**DATA:**
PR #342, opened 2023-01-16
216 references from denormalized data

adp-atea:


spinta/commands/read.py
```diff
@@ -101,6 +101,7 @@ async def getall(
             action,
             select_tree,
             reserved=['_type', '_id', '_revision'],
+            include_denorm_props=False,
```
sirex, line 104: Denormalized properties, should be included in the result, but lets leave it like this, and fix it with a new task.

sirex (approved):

--

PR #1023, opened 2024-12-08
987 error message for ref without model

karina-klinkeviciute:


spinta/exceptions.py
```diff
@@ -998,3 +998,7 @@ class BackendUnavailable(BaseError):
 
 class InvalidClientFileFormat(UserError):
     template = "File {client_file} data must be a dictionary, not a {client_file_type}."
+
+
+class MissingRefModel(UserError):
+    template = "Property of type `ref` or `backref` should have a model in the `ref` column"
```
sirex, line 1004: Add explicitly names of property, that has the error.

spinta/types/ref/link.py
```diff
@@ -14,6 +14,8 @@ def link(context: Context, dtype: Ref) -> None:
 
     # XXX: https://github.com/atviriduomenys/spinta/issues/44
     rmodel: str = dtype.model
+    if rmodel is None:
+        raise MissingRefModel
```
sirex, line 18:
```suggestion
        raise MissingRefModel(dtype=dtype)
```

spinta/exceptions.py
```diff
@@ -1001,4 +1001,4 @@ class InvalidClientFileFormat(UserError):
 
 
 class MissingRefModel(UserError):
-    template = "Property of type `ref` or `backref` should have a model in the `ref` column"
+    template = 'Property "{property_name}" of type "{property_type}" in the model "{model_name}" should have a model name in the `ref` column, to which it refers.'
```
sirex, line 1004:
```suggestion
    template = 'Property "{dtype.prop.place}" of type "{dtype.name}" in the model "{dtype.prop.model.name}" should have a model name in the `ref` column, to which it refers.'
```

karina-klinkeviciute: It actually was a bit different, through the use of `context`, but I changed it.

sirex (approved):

**ASSIGNMENT:** Among the entries, find every line holding "karina" and return it.

**RESULT OF THIS TASK:**
karina-klinkeviciute:
karina-klinkeviciute: It actually was a bit different, through the use of `context`, but I changed it.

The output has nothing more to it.